EXERCISE
All lines holding the word "interface" should be located in the records and copied.

DATA SUPPLIED
--------------------------------------------------
PR #95, opened 2016-02-05
Crowdplatform db fix

marcelhollerbach:
We have to keep the database consistent, for the case a platform disappears in our installation we need to mark this platform somehow as dead. So we can keep our database halfway consistent.

### DIFF
--- a/src/main/java/edu/kit/ipd/crowdcontrol/objectservice/crowdworking/PlatformManager.java
+++ b/src/main/java/edu/kit/ipd/crowdcontrol/objectservice/crowdworking/PlatformManager.java
@@ -54,20 +54,27 @@ public class PlatformManager {
         //create hashmap of platforms
         platforms = crowdPlatforms.stream()
                 .collect(Collectors.toMap(Platform::getID, Function.identity()));
-        //clear database
-        platformOps.deleteAllPlatforms();
+
         //update database
         platforms.forEach((s, platform) -> {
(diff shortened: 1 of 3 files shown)


marcelhollerbach:
We need a additional field in platforms-table where we can store the "lock" bit which marks a database as dead.

LeanderK:
what is the expected behaviour of the /platforms call? Does it include the inactive platforms?

marcelhollerbach:
added the docs for it ... sorry I forgot them.

LeanderK:
I'll reopen it when i'm finished

LeanderK:
i meant the rest GET /platforms call, inactive is currently to my knowledge not defined in the protobufs, so should i filter them out?

marcelhollerbach:
oh good question @kelunik what do you mean?

kelunik:
What are the implications of a `dead` platform?

marcelhollerbach:
platform which is not configured anymore...

kelunik:
If we still want to show them in old experiments which used those platforms, we have to expose them in `GET /platforms` and add the inactive flag to the proto spec.

marcelhollerbach:
yeah, thats the point, what do you want?

kelunik:
Exposing them with an inactive flag is fine.

marcelhollerbach:
Can you add them to proto ?

kelunik:
Done via https://github.com/coolcrowd/object-service/pull/100.

PR #99, opened 2016-02-06
Integration tests

kelunik:
First version for templates with working coverage.

### DIFF
--- a/src/main/resources/config.sample.yml
+++ b/src/main/resources/config.sample.yml
@@ -1,17 +1,19 @@
-
 database:
-# the url where to find the database
+    # the url where to find the database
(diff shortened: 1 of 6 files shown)


kelunik:
Squashed commits… to many with trial and error on Travis.

src/main/resources/config.sample.yml
```diff
@@ -21,14 +23,15 @@ deployment:
 
 # the defined platforms to run
 platforms :
-# type to use
-    - type: mturk/Pybossa/dummy
```
marcelhollerbach: can you leave this in ? or at least write that mturk pybossa dummy are the only valid types?

PR #1952, opened 2020-09-25
1751 ranking clean up

### LINKED ISSUE #1751: Ranking cleanup
The ranking / feature importance code is not very well organized or consistent by this point.  The terms "ranking" and "importance" are used interchangeably, and we store ranks in the variables themselves for non-results, when we should keep things in a separate map in the store.

Zac-hills:
Clean up surrounding the ranking code.
There is three rankings PCA, MI, and FI.
Moved the rankings from the variable and into a map.
Changed a lot of the helper functions in data.ts to reflect the above.
Fixed a bug where we would fetch FI too early and we would never display FI. 
Added Ranking fix in result.
closes #1751


karlolsonuc (approved):
Looks good, works on my local, merging back.

PR #1956, opened 2020-09-30
#1879 - Model Explanation Badge

### LINKED ISSUE #1879: Add a badge to show when a model has explanations available
We should add a badge next to the score for a model that indicates whether or not it has explanations available.  Currently we just don't show SHAP colouring, and swap the MI ranking values in for the missing feature importances.

karlolsonuc:
Closes #1879  - Added boolean weighted field to the return for predicted summaries with helper SQL query that checks if we return even one weighted row back, then read that field off to set hasExplanations computed in the result group component, with updates to the variable summary inferfaces in go and typescript to support the weighted field.

### DIFF
--- a/public/components/ResultGroup.vue
+++ b/public/components/ResultGroup.vue
@@ -332,7 +332,7 @@ export default Vue.extend({
 
     hasExplanations(): boolean {
       // waiting for explanation enum to be added to results summaries
-      return false;
+      return this.predictedSummary?.weighted;
     },
   },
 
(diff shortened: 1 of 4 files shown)


public/components/ResultGroup.vue
```diff
@@ -332,7 +332,7 @@ export default Vue.extend({
 
     hasExplanations(): boolean {
       // waiting for explanation enum to be added to results summaries
-      return false;
+      return this.predictedSummary?.weighted;
```
YohannParis, line 335: With [optional chaining](https://developer.mozilla.org/en-US/docs/Web/JavaScript/Reference/Operators/Optional_chaining) you can get a `undefined`, adding `!!` in front will make sure you get a boolean.

cdbethune (approved):

public/components/ResultGroup.vue
karlolsonuc: Good point will update.

PR #1965, opened 2020-10-06
Added route watcher to selectTraining view for cluster persistence. C…

### LINKED ISSUE #1958: Clustering / ranking state not correct
The clustering/ranking state is often incorrect.  When applied, the red dot on in the status panel should be cleared and the ranking / clustering should be applied to the data.   We've stored this in the route to make it sticky, but it doesn't seem to properly maintain state on refreshes or browser forward / back actions.

Zac-hills:
-Removed some unused imports from App.vue.
-Added route watch in SelectTraining view. (Used to update variables if clustering was added through browser navigation)
-Updated FetchVariableSummary to prioritize URL params over given function params if available.
-Added check to SideBar to only present red dot if data has not been clustered.
closes #1958

### DIFF
--- a/public/App.vue
+++ b/public/App.vue
@@ -12,10 +12,7 @@ import VueObserveVisibility from "vue-observe-visibility";
 import BootstrapVue from "bootstrap-vue";
 import NavBar from "./components/NavBar.vue";
 import store from "./store/store";
-import {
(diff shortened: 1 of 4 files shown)


karlolsonuc (approved):
Looks good to me.

PR #1966, opened 2020-10-06
1846 mi ranking result view

### LINKED ISSUE #1846: Verify MI ranking is running on the model result screen only when expected
MI ranking could end up kicking off from the result screen if we are displaying a model that doesn't provide feature importances.  If the ranking run was already done, the values should be available immediately.  If it wasn't done, then it is valid for the run to start.  Whether or not this is actually the case needs to be verified.

Zac-hills:
-Added helper function to data.ts with the purpose of checking if MI still needs to be executed.
-Added check to result view to check if MI needs to be run (this is an edge case where we load asaved model in that happens to not have MI stored).
closes #1846

### DIFF
--- a/public/util/data.ts
+++ b/public/util/data.ts
@@ -4,6 +4,7 @@ import _, { result } from "lodash";
 import Vue from "vue";
 import {
   D3M_INDEX_FIELD,
+  DatasetPendingRequestType,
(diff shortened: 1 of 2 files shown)


karlolsonuc (approved):
Looks good.

PR #1974, opened 2020-10-07
#1943 - Filter Pattern Facets From Display

### LINKED ISSUE #1943: Pattern facet shouldn't show up in remote sensing model create
After generating patterns, the pattern facet is showing up in the remote sensing facet set:

image

Since patterns are applied to the image facet, it shouldn't ever be displayed.

karlolsonuc:
Closes #1943 - Added a step in getVariableSummariesByState to filter variables with a "_cluster" prefix from display.

### DIFF
--- a/public/util/data.ts
+++ b/public/util/data.ts
@@ -580,15 +580,14 @@ export function getVariableSummariesByState(
   let currentSummaries = [];
 
   if (Object.keys(summaryDictionary).length > 0 && variables.length > 0) {
-    let sortedVariables = variables;
+    // remove any pattern cluster variables
+    let sortedVariables = variables.filter((sv) => {
+      return sv.colName.indexOf(CLUSTER_PREFIX) < 0;
+    });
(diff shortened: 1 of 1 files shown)


public/util/data.ts
```diff
@@ -584,7 +585,10 @@ export function getVariableSummariesByState(
       // prioritize FI over MI
       sortedVariables = sortVariablesByImportance(sortedVariables);
     }
-
+    // remove any pattern cluster variables
+    sortedVariables = sortedVariables.filter((sv) => {
```
YohannParis, line 589: I think that filtering should be done on line 583 when `sortedVariables` is created.
Like this we make sure that the cluster variables are not ranked by mistakes, etc.

YohannParis (approved):

public/util/data.ts
karlolsonuc: Good point.

PR #1981, opened 2020-10-14
Confidence Summary Route

phorne-uncharted:
Creation of the confidence summary route (`/distil/confidence-summary/:dataset/:results-uuid/:mode`) that has the same input and output structure as the correctness summary route. It creates 51 buckets in intervals of 0.02 with extrema [0,1].


karlolsonuc (approved):
Looks excellent!

PR #1983, opened 2020-10-15
Webgl geoplot

### LINKED ISSUE #1977: Add Geo interface capable of handling 50k tiles.

Zac-hills:
closes #1977 

Objective: Webgl Geoplot, capable of rendering large datasets.

Webgl Geoplot currently should support:
- OnHover display tile information in Toast in top right hand corner of map (upon moving toast should fade)
- OnClick trigger DrillDown (Should be the exact same as the previous Geoplot)
- FitToBounds on receiving new data the map should fit itself to the set making sure every tile is visible on screen (it should work with the number of displayed data drop down and GeoFacet highlighting)
- Quads should represent the color within the this.areas[].color
- Map should pan, zoom and load tiles

How it works:
- Single VBO for all the quads (this ensures that there is only one draw call at any scale of data)
- Two FrameBuffer Objects (one that contains the normal visual data that the user sees. Another that is never visually seen, it contains the ids of the quads for what is on screen)(https://webglfundamentals.org/webgl/lessons/webgl-picking.html)
- There is two render calls, one which renders normally and another which renders to the the id buffer (only because webgl 1 does not support multiple render targets in the fragment shader)


Zac-hills:
Added Yohann and Karl per our conversation during the meeting.

karlolsonuc (approved):
Looks good for this phase of the work.

YohannParis (approved):
Looks to work fine on my machine, and I need to learn more about WebGL and Lumo. But it looks clean enough for a first PR.

I spotted only one big issue, the selection tool does not work.
I know you are going to implement this in another PR, but for now you should hide the button.
Screen Shot 2020-10-15 at 16 38 42

karlolsonuc (approved):

PR #1985, opened 2020-10-16
Summarized geo tiles

Zac-hills:
- Added zoom states to geo plot. 
Peek 2020-10-16 13-52
- First state, is the clustered state where the geoplot renders the clustered tiles.
- Second state, is the normal tile rendering state where geoplot renders all of the tiles.
- First state has a click event that zooms into the center of the cluster to the zoom threshold. By reaching the zoom threshold it switches states to the normal tile rendering state.
- Added some support for no data being received (just render an empty map and when data is receieved figure out what state it should be in)
- Added a fix for the GeoCoordinateFacet, it was sending data as lnglat and needs to be sent as latlng.

little unhappy with the zoom function for lumo it seems linear and with a constant time to zoom.
Peek 2020-10-16 13-53
closes #1985


public/components/facets/GeocoordinateFacet.vue
```diff
@@ -320,11 +279,11 @@ export default Vue.extend({
             const feature = polygon(
               [
                 [
-                  [xCoord, yCoord],
-                  [xCoord, yCoord + ySize],
-                  [xCoord + xSize, yCoord + ySize],
-                  [xCoord + xSize, yCoord],
-                  [xCoord, yCoord],
+                  [yCoord, xCoord],
```
YohannParis, line 282: Can you explain in a small comment why you went from [x, y] to [y, x], which is unusual.

public/util/rendering/BatchQuadOverlayRenderer.js
```diff
@@ -214,7 +212,6 @@ export class BatchQuadOverlayRenderer extends WebGLOverlayRenderer {
     const cell = plot.cell;
     const proj = this.getOrthoMatrix();
     const scale = Math.pow(2, plot.zoom - cell.zoom);
-    const opacity = this.overlay.opacity;
```
YohannParis, line 217: Why removing the opacity? I think it makes it harder to know where the buckets are, specially in a use case where a whole region could be covered.

public/components/GeoPlot.vue
```diff
@@ -427,8 +490,62 @@ export default Vue.extend({
...
+            bucket.coordinates[0]
+          );
+          const point2 = this.renderer.latlngToNormalized(
+            bucket.coordinates[1]
+          );
+          const center = {
+            x: (point1.x + point2.x) / 2,
+            y: (point1.y + point2.y) / 2,
+          };
+          this.map.zoomToPosition(this.zoomThreshold, center); // zoom to the center of the cluster clicked. Zoom to the point where the state switches
```
YohannParis, line 541: Aren't you worried that on a smaller screen (i.e. laptop) that `this.zoomThreshold` might be too high and that the canvas might only show a partial bucket?

public/components/GeoPlot.vue
```diff
@@ -456,18 +573,31 @@ export default Vue.extend({
...
       // convert this.areas to quads in normalized space and add to overlay layer
-      const normalizedQuads = this.areaToQuads();
+      if (!this.bucketFeatures.length) {
+        this.currentState = this.tileState;
+      } else {
+        this.currentState = this.clusterState;
+        this.map.on(lumo.ZOOM_END, this.onZoom);
+      }
+      if (!this.bucketFeatures.length && !this.areas.length) {
+        this.map.add(this.overlay);
```
YohannParis, line 583: Why adding an overlay if there is no data?

public/components/GeoPlot.vue
```diff
@@ -511,11 +642,50 @@ export default Vue.extend({
...
     },
+    bucketsToQuads(): Quad[] {
+      const maxVal = this.maxBucketCount;
+      const minVal = this.minBucketCount;
+      const d = (maxVal - minVal) / BLUE_PALETTE.length;
+      const domain = BLUE_PALETTE.map((val, index) => minVal + d * (index + 1));
+      const scaleColors = scaleThreshold()
+        .range(BLUE_PALETTE as any)
+        .domain(domain);
+      const singleBuffer = [];
```
YohannParis, line 653: I remember you explaining that WebGL uses a buffer for rendering. Do you mind adding a comment explaining this? This constant is created purely for WebGL, and it's worth mentioning.

public/components/GeoPlot.vue
```diff
@@ -976,11 +1178,11 @@ export default Vue.extend({
...
-      const normalizedQuads = this.areaToQuads();
+      const quads = this.currentState.quads();
       // get bounds of quad set
-      const mapBounds = this.getBounds(normalizedQuads);
+      const mapBounds = this.getBounds(quads);
       // add the batched quads to a single layer on the overlay
-      this.overlay.addQuad(this.polygonLayerId, this.areaToQuads());
+      this.overlay.addQuad(this.polygonLayerId, quads);
       // fit map to the quad set
       this.map.fitToBounds(mapBounds);
```
YohannParis, line 1187: Why do you use `map.fitToBounds()` on `onNewData()` but not on `updateMap()`?

YohannParis (changes requested):
I tried with `bigearth_tiny` and `bigearth-tiny-sample-first-only` datasets and the buckets are way too big compare to the individual image quads.

new

public/components/GeoPlot.vue
```diff
@@ -148,7 +151,10 @@ interface Area {
   imageUrl: string;
   item: TableRow;
 }
-
+interface Bucket {
```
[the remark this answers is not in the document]
Zac-hills: Will do!

public/util/rendering/BatchQuadOverlayRenderer.js
Zac-hills: This is a const opacity that was being applied to every quad. The quads still support opacity in their VBO. Essentially what was happening in the shader was vbo.alpha * overlay.opacity. <- so the overlay.opacity is kind of redundant since we can control the opacity through the vertex data.

public/components/facets/GeocoordinateFacet.vue
Zac-hills: In leaflet it uses the latlng which is y,x. 
Screenshot from 2020-10-16 14-59-15

public/components/GeoPlot.vue
Zac-hills: The overlay still needs to be added. I should just move that above the if statement.

public/components/GeoPlot.vue
Zac-hills: onNewData gets triggered when new data is being passed in such as highlighting. The map fits the new data to screen to all is visible. updateMap is used when states change from cluster to tile and the map needs to update the renderer. I will add comments for the functions.

YohannParis (approved):

Issue #1421, opened 2020-01-20
Convert all numerical vars to timeseries when one is selected


cdbethune:
When we convert a given variable to a timeseries, any other numeric variables should be converted along with it using the time column and series ID keys.

PR #2005, opened 2020-10-21
1610 adding categorical feature update timeseries grouping

YohannParis:
This PR is my smallest iteration to get the job done. The groupings might need a cleaning at some point, as what I've done looks more like a hack than an enhancement.

- Create a `updateGrouping()` action that deletes the current grouping and create a new one.

- When the user is selecting features, if the target variable is a time series: all categorical variables **Add** button change to **Add to Timeserie** and will call `updateGrouping()` with current grouping information taken from the store.

- Clean up the **VariableGrouping** page.

### DIFF
--- a/public/components/AvailableTrainingVariables.vue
--------------------------------------------------
RESULT
### LINKED ISSUE #1977: Add Geo interface capable of handling 50k tiles.
@@ -148,7 +151,10 @@ interface Area {
+interface Bucket {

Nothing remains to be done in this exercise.